Problem to solve> Your answer should hold all lines of the entries that include the word "sort".

Data for this exercise>
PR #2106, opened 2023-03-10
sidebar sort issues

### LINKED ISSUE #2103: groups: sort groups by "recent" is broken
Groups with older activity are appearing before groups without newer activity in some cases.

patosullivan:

...

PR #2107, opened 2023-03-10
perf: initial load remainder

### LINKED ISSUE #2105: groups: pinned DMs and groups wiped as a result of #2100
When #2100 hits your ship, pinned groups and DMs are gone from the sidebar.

Exercise response>
sidebar sort issues
### LINKED ISSUE #2103: groups: sort groups by "recent" is broken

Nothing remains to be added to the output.